Frankreich ist das einzige Land, in dem es legal ist, eine verstorbene Person zu heiraten. Dutzende solcher Eheschließungen finden hier jedes Jahr statt. Diese Praxis gibt es schon seit Jahrzehnten, woher kommt also diese Tradition?
Die Geschichte beginnt in der Ferne - mit einem Staudamm an einem französischen Fluss. Im Süden Frankreichs, unweit der Stadt Frejus, erheben sich die Ruinen des Malpassé-Stausees über das Tal. Der Damm wurde 1954 am Reyran-Fluss gebaut, brach aber fünf Jahre nach seiner Fertigstellung zusammen.
Reyran hat seine eigene Besonderheit: der Fluss existiert fast ein halbes Jahr lang nicht, weil es zu heiß ist. Im Winter und Frühjahr kann er sich in einen heftigen Strom verwandeln, aber wiederum nicht jedes Jahr.
Aus diesem Grund war die Landwirtschaft im Flusstal schon immer schwierig: Das Wasser für die Dörfer und Bauernhöfe war knapp. Deshalb wurde Anfang der 1950er Jahre der Bau eines Staudamms beschlossen: der Damm könnte die Region ganzjährig mit Wasser versorgen.

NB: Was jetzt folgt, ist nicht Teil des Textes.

PR #963, opened 2022-07-27
docs: add document for 'substring' function

HeZean:
ref: questdb/questdb#2251


docs/reference/function/text.md
```diff
@@ -181,6 +181,46 @@ FROM example_table;
...
+- `string` is a string to extract from.
+- `start` is an integer specifying the position of the first character to be
+  extracted. Positions start from `1`.
+-  `length` is an integer specifying the count of characters to be extracted.
+  Should be non-negative.
+
+**Return value:**
+
+Returns a string with the extracted characters. If any for the arguments is `null`,
+returns `null`.
```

Der Bau wurde André Coyne anvertraut, er war ein sehr erfahrener Ingenieur, ein Innovator in seinem Geschäft, und er ließ Dutzende von Dämmen bauen, und zwar nicht nur in Frankreich, sondern auch in Kanada, Portugal, Indien, in einigen afrikanischen Ländern.
Allerdings war die Wissenschaft noch nicht so gut wie heute. André hat den Damm in zwei Jahren gebaut, und anfangs war es gut.
Im Herbst 1959 zeigten sich die ersten unheilvollen Anzeichen: in der Nähe eines der Ufer begannen sich Lecks zu bilden. Zu diesem Zeitpunkt waren es noch mehr als sieben Meter bis zum Rand des Dammes, und es schien sinnlos, Alarm zu schlagen.
Anfang Dezember füllte sich der Stausee noch und es wurde beschlossen, den Überlauf nicht sofort zu öffnen, sondern erst, wenn der Stausee vollständig gefüllt war: die Wasserströmungen hätten den Bau einer nahe gelegenen Autobahn verhindern können.
Und so wurde am 2. Dezember, als der Stausee voll war, die Hochwasserentlastungsanlage geöffnet. Aber es war zu spät, denn die Rate der Wasserleckage durch sie ist recht gering. Irgendwann geschah das Unvermeidliche: Das Wasser brach den Damm. Die Betonkonstruktion flog heraus wie ein Korken aus einer Sektflasche.
Eine 40 Meter hohe Welle traf das Tal und bewegte sich mit mäßiger Autogeschwindigkeit, spülte alles in ihrem Weg weg und trug Betonstücke Hunderte von Metern herum. Mehrere Dörfer wurden überflutet und 7.000 Menschen wurden obdachlos. Die Welle tötete mehr als 400 Menschen, etwa ein Drittel von ihnen Kinder.
Unter den Toten war auch André Capra, ein junger Mann mit einer Verlobten, Irène Jodart, die ein Kind erwartete. Trotz der Tatsache, dass der Bräutigam gestorben war, hatte Irène die Absicht zu heiraten. Das war die Bitte, die sie an Präsident Charles de Gaulle richtete, als er den Ort der Tragödie besuchte. Und einen Monat später wurde ein einzigartiges Gesetz verabschiedet, das es dem Präsidenten erlaubte, Eheschließungen zu erlauben, wenn einer der zukünftigen Ehepartner tot war.
Jedes Jahr erhält der französische Präsident etwa fünfzig bis siebzig Anfragen, von denen er einige genehmigt. Dazu ist es natürlich notwendig, Informationen zu sammeln und zu dokumentieren, dass der Partner gestorben ist.
Außerdem muss nachgewiesen werden, dass die Heirat tatsächlich geplant war, und die Eltern des Verstorbenen müssen ihre Zustimmung geben.
Hinter solchen Ehen steht nicht nur eine sentimentale Liebesgeschichte, sondern auch die Möglichkeit, dem Kind einen Vater zu geben, wenn die Braut schwanger ist, die Geburt zu legitimieren und es zu einem Erben zu machen. Irène Jodart, die Einfluss auf die Verabschiedung des Gesetzes nahm, erwartete gerade ein Kind.